Mice cured of hereditary hearing loss
Preliminary results of gene therapy of congenital deafness have been obtained
Anna Stavina, XX2 century, based on ScienceDaily: Modified virus as 'Trojan Horse' for delivering genes to repair genital hearing loss
There are about 300 genetic defects that can disrupt the work of the hair cells of the inner ear. This, in turn, can lead to hearing impairment and even complete deafness. In the course of joint work, scientists from Harvard Medical School and Lukas Landegger from the Department of Otolaryngology at the Medical University of Vienna (Medizinische Universität Wien, MUW) managed to cure one of these genetic defects in experimental mice. The researchers used a modified non-pathogenic adenoassociated Anc80L65 virus. He played the role of a "Trojan horse" who delivered genes to restore the working capacity of hair cells.
The results of the work are published in Nature Biotechnology (Landegger et al., A synthetic AAV vector enables safe and efficient gene transfer to the mammalian inner ear).
Currently, cochlear implants are used for the treatment of congenital hearing disorders – complex medical devices implanted in patients. They make it possible to compensate for hearing disorders to some extent. "Nevertheless, cochlear implants with their 12 electrodes are not able to replace more than 3,000 hair cells of the inner ear. Cells allow you to hear much better," says Wolfgang Gstöttner, head of the Department of Otolaryngology at the Vienna Medical University.
Most often, congenital deafness is caused by genetic mutations GJB2 and GJB6. Because of them, the work of connexin-23, which plays an important role in the functioning of the set of cells of the inner ear, is disrupted.

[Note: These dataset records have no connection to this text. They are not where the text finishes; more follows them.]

Issue #2558, opened 2019-06-11
Hosted entry version can be mutated


coverbeck:
## Bug Report

A hosted entry version can be mutated with the following set of steps:

### Steps to reproduce

Using UI:

1. Create a hosted workflow
2. Create a new version, which will be version 1
3. Delete the version
4. Create a new version -- it will also be version 1

┆Issue is synchronized with this [Jira Story](https://ucsc-cgl.atlassian.net/browse/DOCK-778)
┆Issue Type: Story
┆Fix Versions: Dockstore 1.7
┆Sprint: Seabright Sprint 15 Outrigger
┆Issue Number: DOCK-778
┆Epic: Version Immutability

denis-yuen:
Requirements: 
* should deal with scenario, create version 1, issue DOI for version 1, delete version 1, and then create a new version. The DOI should not point at the incorrrect version (note, it could be pointing at a deleted version, which is not great, but can follow-up later ... i.e. create new ticket, delete DOI? when deleting? Disallow deletion when DOI has been issued?
* implementation should be compatible with TRS

denis-yuen:
@garyluu  please check on ui2 counterpart and assign reviewer aftewards

cricketsloan:
➤ Charles Overbeck commented:

Verified on staging that if I follow the steps from the description, a new version is created, instead of the previous version getting recreated.

API - 1.7.0-beta.5
UI - 2.4.0-beta.4

Issue #2158, opened 2019-02-28
Support user-specified versions in hosted entries


coverbeck:
## Feature Request 

Hosted entries' versions are numbered incrementally and automatically -- the user has no control over them.

Dockstore should allow users to also specify arbitrary versions to hosted entries, e.g., `v1.0`, `release-1.0`,  etc.

This would make the #1768 feature more useful, so that users could give apply meaningful version names.

The implementation could consider specifying the version via a property in the .dockstore.yml.

PR #2651, opened 2019-07-19
Feature/2558/no mutate hosted version

garyluu:
#2558 

The problem is deleting a hosted version completely deletes it with no record.  The next version created can potentially overwrite that deleted version.  This creates a new column that will have a the name of the next version that will be created.  This column will be populated after the new version is created.

It's stored as a string because version names have always been a string.  integer would restrict it from naming it other sequences of names such as 1.0.1, 1.0.2, 1.0.3 or a,b,c,d.  etc.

As a result, sensitive hairs either do not form properly or do not work normally.
Until now, no one has been able to introduce "repair genes" into hair cells and make them work again. In the course of a new study, scientists were able to correct the mutation in model animals by using an adeno–associated virus - it played the role of a vector (carrier) of genes. Unexpectedly, it turned out that the therapy restores not only the internal, but also 90% of the external cells of the cortical organ, which were considered inaccessible to gene therapy.
The Anc80L65 virus is already used in the treatment of the liver and retina. Now preliminary evidence has been obtained of its effectiveness in the treatment of Usher syndrome, considered the most common cause of deafness in the world. The experiments were conducted on mice, so now additional studies are needed on the feasibility of using this gene vector for the treatment of deafness in humans.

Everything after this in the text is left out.